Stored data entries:
⁂

Issue #1753, opened 2019-08-09
restoring a file from "Deleted files" (trashbin) is not possible if the original folder does not exist any-more


individual-it:
### Steps to reproduce
1. create a file in a folder
2. delete the file
3. rename the folder
4. try to restore the file

### Expected behaviour
file should be restored

### Actual behaviour
file is not restored. Error: ` Restoration of file failed The destination node is not found`
The user has no idea from where the file came from.  see #1525
So its very hard to restore the file

PVince81:
I'd expect the trashbin API to know where the original location is as it's stored in the database.

The behavior in OC 10 was that if the target folder does not exist, we fall back to putting the restored item into the user's home root.

PVince81:
Maybe in Phoenix we can detect this situation, this is likely a 409 if the folder does not exist, so after that fall back to a MOVE to the root

PVince81:
in case we rely on the error code, need to make sure it's not happening also if the target destination file already exists like in https://github.com/owncloud/phoenix/issues/1730

individual-it:
assigned @jasson99 and put into sprint for creating tests

HariBhandari07:
@individual-it since tests have been added should we mark this issue as done and remove from current sprint?

individual-it:
@HariBhandari07 the issue is not fixed, only tests were added, so I took off @jasson99 assignment, but it should stay on the sprint

pascalwengerter:
Can confirm this still happens on https://ocis.ocis-web.latest.owncloud.works

kulmann:
The trash (at least for oc10) has no parent file id, only an original location of the deleted file. We have no way of finding out where to restore the file/folder to if the original location doesn't exist anymore.

- For a renamed original location, I'd expect restoring to the now renamed original location. We cannot do that as the information doesn't exist.
- For a deleted original location, I'd expect restoring to fail with a fallback to be chosen by the user.

@tbsbdr what do you think about only informing the user that the original location doesn't exist anymore and then
- a) restore to the users personal home (could require a confirmation upfront) as described by @PVince81 in https://github.com/owncloud/web/issues/1753#issuecomment-535862744
- b) utilize the `LocationPicker` that we also have for copy and move operations for letting the user choose an alternative location.

If we choose option b, then we could also introduce an additional action `restore to` where the user can immediately choose a different restore location upfront.

tbsbdr:
[...]

PR #7635, opened 2022-09-12
[full-ci] Restore files: Implement conflict dialog

lookacat:
## Description
See https://github.com/owncloud/web/issues/1753

## Related Issue
- Fixes https://github.com/owncloud/web/issues/1753
- Fixes https://github.com/owncloud/enterprise/issues/5325

## Types of changes

- [ ] Technical debt
- [ ] Tests

## Checklist:

- [x] Code changes
- [x] Unit tests added
- [ ] Acceptance tests added


packages/web-app-files/src/mixins/actions/restore.ts
```diff
@@ -47,7 +57,89 @@ export default {
...
+      const resolvedResources = []
+      for (const resource of resources) {
+        const webDavParentPath = this.getWebdavParentFolderFromResource(resource)
+
+        // ? check if parent folder has already been requested
+        let parentResources = []
+        if (webDavParentPath in parentFolders) {
+          parentResources = parentFolders[webDavParentPath]
+        } else {
+          const listResponse = await this.$client.files.list(
```
JammingBen, line 80: This returns the root directory as well. I think you need to respect that in your check down below: `parentResources.some((e) => e.name === resource.name)`. Otherwise you could not restore a folder `aaa` inside folder `aaa`.

Not 100% sure though as I can't try it myself.

JammingBen (commented):
I'd like to try it, but I always get an error on restoring files: `TypeError: Cannot read properties of undefined (reading 'includes')` in this line: `const overwrite = filesToOverwrite.includes(resource)`.

lookacat:
sorry that it didnt worked, im confused too as it did work before :O will look into it

packages/web-app-files/src/mixins/actions/restore.ts
lookacat: yes you are right indeed

packages/web-app-files/src/mixins/actions/restore.ts
```diff
@@ -47,7 +57,88 @@ export default {
...
+            1,
+            DavProperties.Default
+          )
+          parentResources = listResponse.map((i) => buildResource(i))
+          parentFolders[webDavParentPath] = parentResources
+        }
+        // ? Check for naming conflict in parent folder and between resources batch
+        const hasConflict =
+          parentResources.some((e) => e.name === resource.name) ||
+          resources.filter((e) => e.id !== resource.id).some((e) => e.name === resource.name)
```
JammingBen, line 90: I don't quite get this check. Imagine I have the following 2 files:

* `/someFile`
* `/folder/someFile`

I delete both `someFile`, now I want to restore both at the same time -> conflict dialog shows. Isn't the parent path check enough?

packages/web-app-files/src/mixins/actions/restore.ts
```diff
@@ -43,7 +53,129 @@ export default {
...
+      for (const resource of resources) {
+        const webDavParentPath = this.getWebdavParentFolderFromResource(resource)
+
+        // ? check if parent folder has already been requested
+        let parentResources = []
+        if (webDavParentPath in parentFolders) {
+          parentResources = parentFolders[webDavParentPath]
+        } else {
+          try {
+            const listResponse = await this.$client.files.list(
```
dschmidt, line 76: Could you please use the webdav client from clientService for new code?

lookacat: yes

JammingBen:
The `Replace` strategy does not work for me. The file disappears in the trashbin after clicking "Replace", but it re-appears after a page reload. Also, no new version gets created.

https://github.com/owncloud/web/issues/1753 is not fixed by this, right? It still gives me an error.

lookacat:
@JammingBen thats weird, i will look into it. But yes the bug ticket will be fixed by this PR.

tests/acceptance/features/webUITrashbinRestore/trashbinRestore.feature
```diff
@@ -134,73 +134,73 @@ Feature: Restore deleted files/folders
...
+
+
+
+
+
+
+
+
+
+
```
dschmidt, line 203: Why all these empty lines?

packages/web-app-files/tests/unit/mixins/actions/restore.spec.js
```diff
@@ -79,8 +102,21 @@ function getWrapper({ invalidLocation = false, resolveClearTrashBin: resolveRest
...
       $gettext: jest.fn(),
       $gettextInterpolate: jest.fn(),
+      createModal: jest.fn(),
+      $clientService: {
+        webdav: {
+          listFiles: jest.fn().mockImplementation(() => {
+            return []
+          })
+        }
+      },
```
dschmidt, line 112: I understand if you don't want to port everything to the defaultComponentMocks, but you could mock the whole clientService like this:

https://github.com/owncloud/web/blob/3808ee02ee77549bb6133151f4fe15ce80fd2d95/tests/unit/mocks/defaultComponentMocks.ts#L20

packages/web-app-files/tests/unit/mixins/actions/restore.spec.js
```diff
@@ -79,8 +102,21 @@ function getWrapper({ invalidLocation = false, resolveClearTrashBin: resolveRest
...
       $client: {
         ...sdkMock,
+        files: {
+          list: jest.fn().mockImplementation(() => {
+            return Promise.resolve([])
+          })
+        },
```
dschmidt, line 119: This is probably not needed anymore after you ported your code to `webdav.listFiles`

dschmidt (commented):
Just a few more or less nitpicky comments

tests/acceptance/features/webUITrashbinRestore/trashbinRestore.feature
kulmann: You never just delete lines in feature files if you can avoid it. Replacing with empty lines is the way to go, because this way the line numbers of other test scenarios are not modified. Why is this good? Because we have `expected to fail`-files which define expected failures by line numbers.

packages/web-app-files/src/mixins/actions/restore.ts
```diff
@@ -120,6 +247,42 @@ export default {
         const user = await this.$client.users.getUser(this.user.id)
         this.SET_QUOTA(user.quota)
       }
+    },
+    async $_restore_trigger({ resources }) {
+      //! collect and request existing files in associated parent folders of each resource
```
kulmann, line 252: Why the `//!`? Just curious, as I don't know this in JS/TS context... would prefer `//` without the `!` if this is not some convention I simply don't know about. Please enlighten me. :-) (Same for the `//?` above)

packages/web-app-files/src/mixins/actions/restore.ts
```diff
@@ -43,7 +51,126 @@ export default {
     ...mapMutations('runtime/spaces', ['UPDATE_SPACE_FIELD']),
     ...mapMutations(['SET_QUOTA']),
 
-    async $_restore_trigger({ resources }) {
+    getParentFolderFromResource(resource) {
+      return resource.path.slice(0, resource.path.lastIndexOf(resource.name))
```
kulmann, line 55: This is the same is `dirname`, isn't it? See https://nodejs.org/docs/latest/api/path.html#pathdirnamepath
You can import it via `import { dirname } from 'path'`

packages/web-app-files/src/mixins/actions/restore.ts
```diff
@@ -43,7 +51,126 @@ export default {
...
+    },
+    getWebdavParentFolderFromResource(resource) {
+      const parentPath = this.getParentFolderFromResource(resource)
+      return buildWebDavFilesPath(this.user.id, parentPath)
```
kulmann, line 59: Erm... why the "old" webdav v2 in a hardcoded way? All our space objects from the runtime are capable of giving you a webDavPath (if needed at all), so that you don't need to know how to build a webDav path. This can't work for any space trashbin, only for personal spaces.

packages/web-app-files/src/mixins/actions/restore.ts
```diff
@@ -43,7 +51,126 @@ export default {
...
+    },
+    async collectRestoreConflicts(resources) {
+      const parentFolders = {}
+      const conflicts = []
+      const resolvedResources = []
+      for (const resource of resources) {
+        const webDavParentPath = this.getParentFolderFromResource(resource)
```
kulmann, line 66: Name is confusing, this is not a webDav path but just simply a relative path.

packages/web-app-files/src/mixins/actions/restore.ts
kulmann: I'd vote for removing the function and just using `dirname(resource.path)` in all the locations where you used this function before.

packages/web-app-files/src/mixins/actions/restore.ts
```diff
@@ -56,11 +183,12 @@ export default {
         const restorePath = hasShareJail
           ? buildWebDavSpacesPath(this.space.id, resource.path)
           : buildWebDavFilesPath(this.user.id, resource.path)
+        const overwrite = filesToOverwrite.includes(resource)
 
         restorePromises.push(
           restoreQueue.add(async () => {
             try {
-              await this.$client.fileTrash.restore(path, resource.id, restorePath)
+              await this.$client.fileTrash.restore(path, resource.id, restorePath, overwrite)
```
kulmann, line 191: Let's go the extra mile and introduce `restoreDeletedFile` (or similar wording) in `web-client`. We can do that together.

kulmann (changes requested):

packages/web-app-files/tests/unit/mixins/actions/restore.spec.js
lookacat: doesnt work 😬

packages/web-app-files/src/mixins/actions/restore.ts
lookacat: done

packages/web-app-files/tests/unit/mixins/actions/restore.spec.js
kulmann: I doubt that it just `doesn't work` 👀  any specific reason why it `doesn't work`?

kulmann (approved):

⁂

* TASK ITEM: Across the records above, return every line that contains the word "await".

* RESPONSE TO THE TASK:
+          const listResponse = await this.$client.files.list(
+            const listResponse = await this.$client.files.list(
         const user = await this.$client.users.getUser(this.user.id)
-              await this.$client.fileTrash.restore(path, resource.id, restorePath)
+              await this.$client.fileTrash.restore(path, resource.id, restorePath, overwrite)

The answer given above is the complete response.